_Action item_
Please work out how many lines in the entries contain "issues", then give that number with nothing added.

_Data_
PR #27, opened 2024-06-28
Enable clang-19 testing on CI

neatudarius:
Enable clang-19 testing on CI ( #1 )

It seems that the previous errors that we had with running clang-19 + Asan are connected to gtest. Check [gist](https://gist.github.com/neatudarius/87cbb37a1821e4dcbf773906fb15f8ae): 
```shell
#10 0x55f30b5bbd1e in __cxx_global_var_init /home/runner/work/Beman.Optional26/Beman.Optional26/src/Beman/Optional26/tests/optional.t.cpp:14:1
```
Literally here we just test gtest :( I also created an executable with a single file (outside the Beman.Optional26 tree) and got the same results.

Found the fix looking through some posts:
* https://github.com/llvm/llvm-project/issues/58404
* https://stackoverflow.com/questions/41552966/getting-new-delete-type-mismatch-from-asan


steve-downey (approved):
+1

Issue #28, opened 2024-06-28
Make Optional26 Packageable


bretbrownjr:
I attempted to add Optional26 to the Conan local recipe index I am finishing up in https://github.com/beman-project/beman/pull/21.

Two problems (so far):

- [ ] Optional26 needs tarball and/or zip releases.
- [ ] Optional26 uses CMakeLists.txt that assumes dependencies, at least `googletest` are vendored into the repo via git submodule workflows

The first issue can be fairly trivially resolved by clicking using the release feature in the github.com web UI and cutting a release. Of course, an established process and even CI for this task would be great, including developing patterns and CI scripts that other beman projects could benefit from.

The second issue could be a matter of making the relevant `add_subdirectory` conditional somehow, using `find_package` workflows instead and adding `googletest` as a package dependency in Conan to ensure it's available to build against. It's also possible that using `FetchContent` instead of git-submodules would make the packaging "work", but Conan is designed such that it does source code indexing and fetching, so I would prefer to adhere to that design when using Conan.

neatudarius:
Hello @bretbrownjr !

> The first issue can be fairly trivially resolved by clicking using the release feature in the github.com web UI and cutting a release. Of course, an established process and even CI for this task would be great, including developing patterns and CI scripts that other beman projects could benefit from.

I propose to discuss on Monday in the Beman sync. I think we should have an unified approach (including scripts, CI jobs) for releases.

> The second issue could be a matter of making the relevant add_subdirectory conditional somehow, using find_package workflows instead and adding googletest as a package dependency in Conan to ensure it's available to build against. It's also possible that using FetchContent instead of git-submodules would make the packaging "work", but Conan is designed such that it does source code indexing and fetching, so I would prefer to adhere to that design when using Conan.

I created  #29 29. Does this help as an intial step?

neatudarius:
@bretbrownjr , #29 was merged. I think we need to update the issue description.

gummif:
Any update on making this available in conan center?

PR #29, opened 2024-06-28
Split build production vs testing

neatudarius:
Split build production vs testing: #28 

- [x] Remove gtest submodule. Use Cmake `FetchContent_Declare` instead (gtest tag = $latest official release https://github.com/google/googletest/releases/tag/v1.14.0).
- [x] Use cmake `BUILD_TESTING` (default `ON` - build and run tests; can be set to `OFF`).
- [x] Remove redundant CMakeLists.txt as discussion in [discourse](https://discourse.bemanproject.org/t/cmake-add-subdirectory-shorthands/142)
- [x] Add build docs.


steve-downey:
With optional being a template, I'm concerned that not building tests will even more easily lead to silent breaks in building the library that only show up in users of the library. Although optional is pretty simple, I wouldn't want to encourage packagers to skip tests, even by accident. It's more important that a Conan or Vcpkg build self-test because it's even more likely that something is outside of our test matrix. 

I do have some code from an earlier version of my scratch project that will check if the gtest project exists before enabling the code, though. 

Might also switch, temporarily, to pulling googletest in as a `git subtree` rather than as a `git submodule`, which would mean we have a copy, but can also pull in updates, at least while we sort out a package reuse mechanism. Or switch to something lighter weight to vendor in.

neatudarius:
> With optional being a template, I'm concerned that not building tests will even more easily lead to silent breaks in building the library that only show up in users of the library. Although optional is pretty simple, I wouldn't want to encourage packagers to skip tests, even by accident. It's more important that a Conan or Vcpkg build self-test because it's even more likely that something is outside of our test matrix.

I'm OK with both approaches, but I would like to use an uniform approach for all libraries in Beman - CC: @camio , maybe we can add this topic to our sync agenda.

CMakeLists.txt
```diff
@@ -3,18 +3,30 @@
...
   VERSION 0.0.0
   LANGUAGES CXX)
 
-enable_testing()
+cmake_policy(VERSION 3.27)
 
 set(TARGETS_EXPORT_NAME ${CMAKE_PROJECT_NAME}Targets)
 
-add_subdirectory(extern)
+if("${CMAKE_BUILD_TESTS}")
```
JeffGarland, line 17: Are the quotes actually required here?

src/Beman/Optional26/tests/CMakeLists.txt
```diff
@@ -0,0 +1,22 @@
+# cmake-format: off
+# src/Beman/Optional26/tests/CMakeLists.txt -*-makefile-*-
```
camio, line 2: Can we remove the above line?

src/Beman/Optional26/tests/CMakeLists.txt
```diff
@@ -0,0 +1,22 @@
+# cmake-format: off
```
camio, line 1: Is there a cmake-format problem with the SPDX license identifier?

src/Beman/Optional26/tests/CMakeLists.txt
```diff
@@ -0,0 +1,22 @@
...
+# src/Beman/Optional26/tests/CMakeLists.txt -*-makefile-*-
+# SPDX-License-Identifier: Apache-2.0 WITH LLVM-exception
+# cmake-format: on
+
+# Tests
+add_executable(optional_test "")
```
camio, line 7: Is the `""` necessary? Also, did you consider adding all the sources as part of the `add_executable` call?

src/Beman/Optional26/tests/CMakeLists.txt
```diff
@@ -0,0 +1,22 @@
...
+
+target_sources(
+  optional_test
+  PRIVATE optional.t.cpp optional_ref.t.cpp
+          optional_monadic.t.cpp optional_range_support.t.cpp
+          optional_ref_monadic.t.cpp detail/iterator.t.cpp)
+
+target_link_libraries(optional_test "${TARGET_LIBRARY}" GTest::gtest GTest::gtest_main)
```
camio, line 15: Did you consider using `beman_optional26` instead of  using "${TARGET_LIBRARY}"? I've seen this pattern used in CMake code, but it would be more readable to use the variable with a good name (`beman_optional26`) instead of something generic and ambiguous like TARGET_LIBRARY.

src/Beman/Optional26/tests/CMakeLists.txt
```diff
@@ -0,0 +1,22 @@
...
+
+include(GoogleTest)
```
camio, line 17: Did you consider placing this first thing in the file? It's nice to see dependency listings in the prologue of a source code file.

src/Beman/Optional26/tests/CMakeLists.txt
```diff
@@ -0,0 +1,22 @@
...
+
+# Note: clang-19 + gtest_discover_tests + Asan setup causes errors on some platforms.
+# Temporary switch to gtest_add_tests and skip some Asan checks.
+enable_testing()
```
camio, line 21: This was already called in the top-level `CMakeLists.txt` so it doesn't seem necessary here.

src/Beman/Optional26/tests/CMakeLists.txt
```diff
@@ -0,0 +1,22 @@
...
+gtest_add_tests(optional_test "" AUTO)
```
camio, line 22: This is using the old form of `gtest_add_tests` which is maintained only for backwards compatibility. Did you consider using the new form?

src/Beman/Optional26/tests/CMakeLists.txt
```diff
@@ -0,0 +1,22 @@
...
+  PRIVATE optional.t.cpp optional_ref.t.cpp
+          optional_monadic.t.cpp optional_range_support.t.cpp
+          optional_ref_monadic.t.cpp detail/iterator.t.cpp)
+
+target_link_libraries(optional_test "${TARGET_LIBRARY}" GTest::gtest GTest::gtest_main)
+
+include(GoogleTest)
+
+# Note: clang-19 + gtest_discover_tests + Asan setup causes errors on some platforms.
+# Temporary switch to gtest_add_tests and skip some Asan checks.
```
camio, line 20: Did you consider creating a GitHub issue to track this and linking to it from here? That would allow for future maintainers to know when a workaround is no longer necessary.

Also, the comment mentions a temporary switch to gtest_add_tests, but it isn't clear what the preferred alternative is. Additionally I don't see any code below mentioning ASAN.

src/Beman/Optional26/tests/CMakeLists.txt
camio: `SPDX-License-Identifier: Apache-2.0 WITH LLVM-exception` is the minimum necessary. Maybe we should just stick with that?

Before:

```CMake
# cmake-format: off
# src/Beman/Optional26/CMakeLists.txt -*-makefile-*-
# SPDX-License-Identifier: Apache-2.0 WITH LLVM-exception
# cmake-format: on

code
```

After:

```CMake
# SPDX-License-Identifier: Apache-2.0 WITH LLVM-exception

code
```

neatudarius: If don't mind, I will actually configure clang-format and address this issue in https://github.com/beman-project/Optional26/pull/26. WIP issue.

src/Beman/Optional26/tests/CMakeLists.txt
neatudarius: I suppose this is a duplicated thread of https://github.com/beman-project/Optional26/pull/29/files#r1678269909. Please reopen if I am wrong.

src/Beman/Optional26/tests/CMakeLists.txt
neatudarius: > Did you consider creating a GitHub issue to track this and linking to it from here? That would allow for future maintainers to know when a workaround is no longer necessary.

Thanks for suggestion! Created #32 .

> so, the comment mentions a temporary switch to gtest_add_tests, but it isn't clear what the preferred alternative is. Additionally I don't see any code below mentioning ASAN.

Please check https://github.com/beman-project/Optional26/blob/main/.github/workflows/ci.yml#L78. We are running with ASAN enabled on CI.

src/Beman/Optional26/tests/CMakeLists.txt
neatudarius: I temporary used this framework because it caused some issues when running on CI - check #27 .

CMakeLists.txt
```diff
@@ -3,19 +3,35 @@
...
+# Include the CTest module.
+include(CTest)
+
+# Build the tests only if enabled via the CLI flag: BUILD_TESTING.
+if(BUILD_TESTING)
+  enable_testing()
+
+  # Fetch GoogleTest
+  include(FetchContent)
+  FetchContent_Declare(
```
steve-downey, line 24: I think without the EXCLUDE_FROM_ALL this is going to build and run the tests from googletest. 
But it also looks like that's not fixed until cmake 3.28.

steve-downey (approved):
Pulled the PR branch and confirmed it all works for me locally. 
Looks like gtest stopped including their tests in the `all` target they export, so we don't pick up all their infrastructure.

CMakeLists.txt
```diff
@@ -3,19 +3,33 @@
...
-enable_testing()
+cmake_policy(VERSION 3.27)
 
 set(TARGETS_EXPORT_NAME ${CMAKE_PROJECT_NAME}Targets)
 
-add_subdirectory(extern)
-add_subdirectory(src)
+# Includes
+include(CTest)
+include(FetchContent)
```
camio, line 19: I think these should go above the `TARGETS_EXPORT_NAME` variable definition.

src/Beman/Optional26/CMakeLists.txt
```diff
@@ -3,24 +3,22 @@
 # SPDX-License-Identifier: Apache-2.0 WITH LLVM-exception
 # cmake-format: on
 
-set(TARGET_LIBRARY "beman_optional26")
+add_library(beman_optional26 STATIC "")
 
-add_library("${TARGET_LIBRARY}" STATIC "")
-
-target_sources("${TARGET_LIBRARY}" PRIVATE optional.cpp detail/iterator.cpp)
+target_sources(beman_optional26 PRIVATE optional.cpp detail/iterator.cpp)
```
camio, line 8: Per https://github.com/beman-project/Optional26/pull/29#discussion_r1678271229, I think lines 6 and 8 can be merged.

src/Beman/Optional26/tests/CMakeLists.txt
camio: @steve-downey Making more complicated code now just in case we need it in the future doesn't have a good set of tradeoffs. Prioritizing readability encourages potential contributors to jump in.

src/Beman/Optional26/CMakeLists.txt
```diff
@@ -32,24 +30,9 @@ install(
   FILES_MATCHING
   PATTERN "*.hpp")
```
camio, line 31: Technically, we should be using FILE_SETs here. Not for this PR though.

src/Beman/Optional26/tests/CMakeLists.txt
camio: I don't mind if this is handled in another PR. I like the simplicity of my suggestion though.

src/Beman/Optional26/tests/CMakeLists.txt
camio: I think we still need the link in the comment above to the issue.

src/Beman/Optional26/tests/CMakeLists.txt
camio: Licensing info is usually at the top in Open Source projects. Bloomberg is the only exception I'm aware of.

src/Beman/Optional26/tests/CMakeLists.txt
camio: I'm suggesting you use `gtest_add_tests` with the `TARGET` keyword instead of the older form.

src/Beman/Optional26/tests/CMakeLists.txt
neatudarius: done

.github/workflows/ci.yml
```diff
@@ -12,12 +12,12 @@ jobs:
       fail-fast: false
       matrix:
         config:
-          - {name: "Ubuntu Clang 17", os: ubuntu-24.04, toolchain: "clang-17-toolchain.cmake", clang_version: 17, installed_clang_version: 14, cmake_args: "-G \"Ninja Multi-Config\" -DCMAKE_CONFIGURATION_TYPES=\"RelWithDebInfo;Asan\" "}
-          - {name: "Ubuntu Clang 18", os: ubuntu-24.04, toolchain: "clang-18-toolchain.cmake", clang_version: 18, installed_clang_version: 14, cmake_args: "-G \"Ninja Multi-Config\" -DCMAKE_CONFIGURATION_TYPES=\"RelWithDebInfo;Asan\" "}
+          - {name: "Ubuntu Clang 17", os: ubuntu-24.04, toolchain: "clang-17-toolchain.cmake", clang_version: 17, installed_clang_version: 17, cmake_args: "-G \"Ninja Multi-Config\" -DCMAKE_CONFIGURATION_TYPES=\"RelWithDebInfo;Asan\" "}
```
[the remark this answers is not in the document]
neatudarius: Agree. We'll solve this issue in a new PR.

CMakeLists.txt
neatudarius: yes, it works.

README.md
```diff
@@ -178,6 +198,63 @@ make -k TOOLCHAIN=clang-18  CONFIG=Tsan  VERBOSE=1
...
 
+#### Step by Step Build: Build and Run Tests
+
+CI current build and test flows:
+
+```shell
+# Configure build: default build production code + tests (BUILD_TESTING=ON by default).
+$ rm -rf .build/
+$ mkdir -p .build
+$ cd .build
```
camio, line 209: You can avoid changing the working directory to `.build` and back using CMake's `-B` parameter.

README.md
```diff
@@ -178,6 +198,63 @@ make -k TOOLCHAIN=clang-18  CONFIG=Tsan  VERBOSE=1
...
 The makefile will use your system compiler, `c++`, if no toolchain name is provided, otherwise it will use the toolchain in the etc/ directory to perform the build. The Ninja multi config generator is used, with configurations for `RelWithDebugInfo`, `Debug`, `Tsan`, and `Asan` configured by default.
 
+#### Step by Step Build: Build and Run Tests
+
+CI current build and test flows:
+
+```shell
+# Configure build: default build production code + tests (BUILD_TESTING=ON by default).
+$ rm -rf .build/
+$ mkdir -p .build
```
camio, line 208: I don't think this command is necessary. cmake will create the directory IIUC.

src/Beman/Optional26/tests/CMakeLists.txt
```diff
@@ -0,0 +1,30 @@
+# cmake-format: off
+# src/Beman/Optional26/tests/CMakeLists.txt -*-makefile-*-
+# SPDX-License-Identifier: Apache-2.0 WITH LLVM-exception
+# cmake-format: on
+
+include(GoogleTest)
+
+# Tests
+add_executable(optional_test
```
camio, line 9: The target should probably be called beman_optional26_test or something like that to avoid collisions in case this project is embedded in a larger project. Target names are global.

camio (approved):
I mentioned a couple minor things, but it otherwise looks good. Note that I didn't review the docker file at all.

README.md
steve-downey: Although starting deleting the build directory can fix a lot of strange problems, as CMake will only check some things the very first time its run in directory. `realclean` and not just the "clean" target can be necessary if you're changing anything significant. 
If I'm building with different toolchains I build in ./build/$toolchain, or ../build/$project/$toolchain, so as not to have crosstalk between incompatible builds.

src/Beman/Optional26/tests/CMakeLists.txt
steve-downey: We may want to use PROJECT_IS_TOP_LEVEL to gate that in order to be friendlier with Fetch. For packaging tests ought to be run, but for vendoring that needs to be more controllable. 

https://cmake.org/cmake/help/latest/variable/PROJECT_IS_TOP_LEVEL.html

neatudarius:
> I mentioned a couple minor things, but it otherwise looks good. Note that I didn't review the docker file at all.

Sorry, I added the Dockerfile by mistake. I don't want to added right now. Currently I'm using it to replicate the environment from CI, but it's not ready. TBD

src/Beman/Optional26/tests/CMakeLists.txt
neatudarius: > The target should probably be called beman_optional26_test or something like that to avoid collisions in case this project is embedded in a larger project. Target names are global.

Done.

> We may want to use PROJECT_IS_TOP_LEVEL to gate that in order to be friendlier with Fetch. For packaging tests ought to be run, but for vendoring that needs to be more controllable.

I'm not sure what would be the improvement here. We already have conditional in parent CmakeLists.txt:
```shell
# in Beman/Beman.Optional26/src/Beman/Optional26/CMakeLists.txt

# Tests
if(BUILD_TESTING)
  add_subdirectory(tests)
endif()
```
@steve-downey , am I missing something?

README.md
neatudarius: Indeed, simplified to:

CI current build and test flows:

```shell
# Configure build: default build production code + tests (BUILD_TESTING=ON by default).
$ cmake -G "Ninja Multi-Config" -DCMAKE_CONFIGURATION_TYPES="RelWithDebInfo;Asan" -DCMAKE_TOOLCHAIN_FILE=etc/clang-19-toolchain.cmake -B .build -S .
-- The CXX compiler identification is Clang 19.0.0
...
-- Build files have been written to: /path/to/Optional26/.build

# Build.
$ cmake --build .build --config Asan --target all -- -k 0
...
[30/30] Linking CXX executable ...

# Run tests.
$ ctest --build-config Asan --output-on-failure --test-dir .build
Internal ctest changing into directory: /path/to/Optional26/.build
Test project /path/to/Optional26/.build
...
100% tests passed, 0 tests failed out of 82

Total Test time (real) =   0.67 sec
```

Thanks!

README.md
neatudarius: simplified with -B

_The answer_
2